Song by England Dan & John Ford Coley

from the album Dr. Heckle and Mr. Jive
- Released: March 1979
- Recorded: October 1978
- Genre: Soft rock
- Length: 3:25
- Label: Big Tree
- Songwriter: Rafe Van Hoy
- Producer: Kyle Lehning

= What's Forever For =

1979 song written by Rafe Van Hoy

"What's Forever For" is a song written by Rafe Van Hoy and first recorded by England Dan & John Ford Coley on their 1979 album Dr. Heckle and Mr. Jive.

The song saw its biggest success when it was recorded by American country music artist Michael Martin Murphey. It was released in June 1982 as the second single from his album, Michael Martin Murphey. The song was Murphey's first of two number ones on the country chart. The single went to number one for one week and spent 16 weeks in the country top 40. On the Hot 100, "What's Forever For" was his final top 40 hit, peaking at number 19. The song is also one of his most well known in the Philippines, along with "Maybe This Time".

==Charts==

===Weekly charts===

| Chart (1982) | Peak position |
|---|---|
| US Billboard Hot 100 | 19 |
| US Adult Contemporary (Billboard) | 4 |
| US Hot Country Songs (Billboard) | 1 |
| Canadian Country Tracks (RPM) | 1 |
| Canadian Adult Contemporary Tracks (RPM) | 7 |

===Year-end charts===

| Chart (1982) | Position |
|---|---|
| US Billboard Hot 100 | 93 |
| US Adult Contemporary (Billboard) | 42 |
| US Hot Country Songs (Billboard) | 3 |

==Cover versions==
- Anne Murray on her 1980 album Somebody's Waiting, released by Capitol Records. "What's Forever For" was also included as the B-side of her Beatles cover hit, "I'm Happy Just to Dance with You".
- T. G. Sheppard on his 1981 album I Love 'Em All, released by Warner Bros.

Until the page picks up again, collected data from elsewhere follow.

PR #111, opened 2019-10-01
No longer cut CLUSTER_NAME in upgrade script

jewzaam:
This means you have to pass full cluster name as an argument.  But script was missing some clusters.

### DIFF
--- a/scripts/cluster-upgrade.sh
+++ b/scripts/cluster-upgrade.sh
@@ -297,11 +297,13 @@ do
             OCM_NAME=$(oc -n $CD_NAMESPACE get clusterdeployment $CD_NAME -o json | jq -r '.metadata.labels["api.openshift.com/name"]')
             for CLUSTER_NAME in $CLUSTER_NAMES
             do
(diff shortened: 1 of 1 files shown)


scripts/cluster-upgrade.sh
```diff
@@ -297,11 +297,13 @@ do
             OCM_NAME=$(oc -n $CD_NAMESPACE get clusterdeployment $CD_NAME -o json | jq -r '.metadata.labels["api.openshift.com/name"]')
             for CLUSTER_NAME in $CLUSTER_NAMES
             do
-              if [ "$OCM_NAME" == "$(echo $CLUSTER_NAME | cut -c -15)" ];
```
jharrington22: Why remove the cut?

jewzaam: value of `OCM_NAME` is the full name, as supplied by the customer.  It's captured in a label `api.openshift.com/name`.  Ideally we move away from this name mess and go to the ID, it's getting to be a mess.  But without reworking a bunch of things (including upgrade process we're developing) I am sticking with the name.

Records.
- Daryl Somers on his 1982 single.
- Johnny Mathis on his 1982 album Friends in Love, released on Columbia Records.
- Jeff Trachta and Bobbie Eakes, on the soap opera The Bold and the Beautiful and on their 1994 album Bold and Beautiful Duets.
- Billy Gilman on his 2000 album One Voice, released by Epic Records.
- Filipino acoustic singer Nyoy Volante covered the song on his 2008 album, Heartstrings.
- Tonny Willé and Marco Bakker
- John Conlee on the album With Love in 1981 on MCA.
- B.J. Thomas on his 2000 album You Call That a Mountain.
- Olivia Newton-John on her 1998 album Back With a Heart, Japanese release.